Phylogenetic analyses using N protein nucleotide sequences (Fig. 2a) indicate that UP01 grouped in the Western Hemisphere clade. This clade contains isolates from the US and the Netherlands, but also one isolate from Japan (AB894565.1), again indicating that INSV was probably introduced into different regions via import of infected plant material. UP01N protein shares very high aa identity with other INSV isolates (Additional file 10).

The division into Western Hemisphere and Asian clade is also congruent when looking at the phylogenetic analyses of the S segment (Fig. 2c), where UP01 belongs to the Western Hemisphere clade and is distantly related to the Chinese isolate (GU112504.1). But while for the M segment UP01 is closely related to the reference sequence (M74904.1, NC_003616.1), with whom it shares a more recent origin (bootstrap value > 90%), and it is less related with USA WA Basil isolate (KX790322.1) (bootstrap value > 90%) (Fig. 1c), the phylogenetic study of the S segment (Fig. 2c) revealed that UP01 is more related to the USA WA basil isolate than to the reference sequence. This observation, for the first time, questions combining in a reference genome sequences that superficially seem to belong to the same isolate, but that could belong to distinct clades, when analyzed using a larger number of sequences. An alternative explanation to our result could indicate a reassortment event between isolates from in different geographic regions that led to the emergence of the reference genome. Interestingly, the USA CA lettuce isolate SV-L1 (NSs KF745142.1 and N KF745140.1, respectively) that was isolated from an INSV outbreak in Coastal California clustered with other US isolates when its NSs (Fig. 2b) and N ORFs (Fig. 2a) were analyzed, but its NSm (KF745141.1) sequence grouped with the Asian clade with high bootstrap support (Fig. 1b), indicating a possible reassortment or recombination event. Unfortunately, the Gn/Gc sequences for these isolates are not available to support these hypotheses.

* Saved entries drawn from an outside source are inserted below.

PR #1, opened 2015-09-23
replace HEAD placeholder (rather than just title)

ronco:
Companion PR for https://github.com/tildeio/ember-cli-fastboot/pull/66.  Allow fastboot to provide an entire head, rather than just title.


ronco:
This was accomplished with #15

PR #2, opened 2015-10-08
Use latest visit API

chancancode:
Update fastboot server for https://github.com/emberjs/ember.js/pull/12394

Require coordination from https://github.com/tildeio/ember-cli-fastboot/pull/71

- [x] Take advantage of the new API
- [x] FastFail™
- [x] Don't mutate `autoBoot`
- [x] Remove `FastBoot` global
- [x] Better integration with Ember CLI
- [x] Move most of the work out of initializers
- [x] Test that it works
- [ ] Write tests

Open question:

* What are the rules regarding passing complex objects across the sandbox boundary? It would not be hard to avoid that if we have to.

cc @tomdale @stefanpenner

### DIFF
--- a/lib/ember-app.js
+++ b/lib/ember-app.js
@@ -8,23 +8,20 @@ var najax = require('najax');
 var debug   = require('debug')('ember-cli-fastboot:ember-app');
 var emberDebug = require('debug')('ember-cli-fastboot:ember');
 
+var HTMLSerializer = new SimpleDOM.HTMLSerializer(SimpleDOM.voidMap);
+
 function EmberApp(options) {
-  this.appFile = options.appFile;
-  this.vendorFile = options.vendorFile;
+  var appFilePath = options.appFile;
+  var vendorFilePath = options.vendorFile;
 
-  debug("app created; app=%s; vendor=%s", this.appFile, this.vendorFile);
-
-  // Promise that represents the completion of app boot.
-  var appBoot = RSVP.defer();
+  debug("app created; app=%s; vendor=%s", appFilePath, vendorFilePath);
 
   // Create the sandbox, giving it the resolver to resolve once the app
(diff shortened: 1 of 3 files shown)


lib/ember-app.js
```diff
@@ -32,16 +29,38 @@ function EmberApp(options) {
   sandbox.run(appFile);
   debug("app file evaluated");
 
-  this.waitForBoot = function() {
-    return appBoot.promise;
-  };
+  var AppFactory = sandbox.require('~fast-boot/app-factory');
```
rwjblue: Pardon my ignorance, but what does `~` do here?

chancancode: I copied it from Stef :P I think it is just to make it less likely to collide with user codez; on the other hand, I already relied on a globa called `FastBoot` so...

chancancode: This is injected from the addon build step

rwjblue:
LGTM

@tomdale - Can you review?

lib/ember-app.js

The phylogenetic analysis of the N protein (Fig. 2a) is the one for which more sequences are available, and highlights how having a large number of sequences can resolve better the INSV phylogeny and can be epidemiologically informative. In fact, in the case of the INSV sequences reported in a recent outbreak in lettuce in Costal California [31], phylogeny shows that all lettuce strains responsible for the outbreak were identical or highly related, but they differed from isolates found in the surrounding weeds and crops.

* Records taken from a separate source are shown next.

PR #5, opened 2015-10-24
Add clearTimeout to the sandbox

### LINKED ISSUE #4: Sandbox is missing clearTimeout
clearTimeout is used by backburner, it should be exposed to the sandbox like is done with setTimeout.

mattclaycomb:
This fixes #4


tomdale:
Thank you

Result of the analysis of putative reassortment/recombination suggests that a recombination event involving UP01 might have happened. As mentioned above, phylogenetic analysis also supports the predicted recombination event (Fig. 3) and further confirms the occurrence of genetic exchanges in the evolution of orthotospoviruses. Reassortment is also biologically important because it could result in new resistant-breaking strains [45, 53, 54] or emergence of new viruses [55].

Limitations

Additional complete genome sequences from the INSV outbreak in Coastal California would be needed to confirm reassortment and recombination events between INSV isolates.